## Data extract

PR #7032, opened 2026-03-17
create allowlist for localhost variants and validate host on requests

EvilGenius13:

Fixes https://github.com/Shopify/developer-tools-team/issues/1092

## Exercise brief
Copy exactly the lines of the listing above, beginning at the line with "create allowlist for" and ending at its final line; write out nothing else.

## Your response
create allowlist for localhost variants and validate host on requests

EvilGenius13:

Fixes https://github.com/Shopify/developer-tools-team/issues/1092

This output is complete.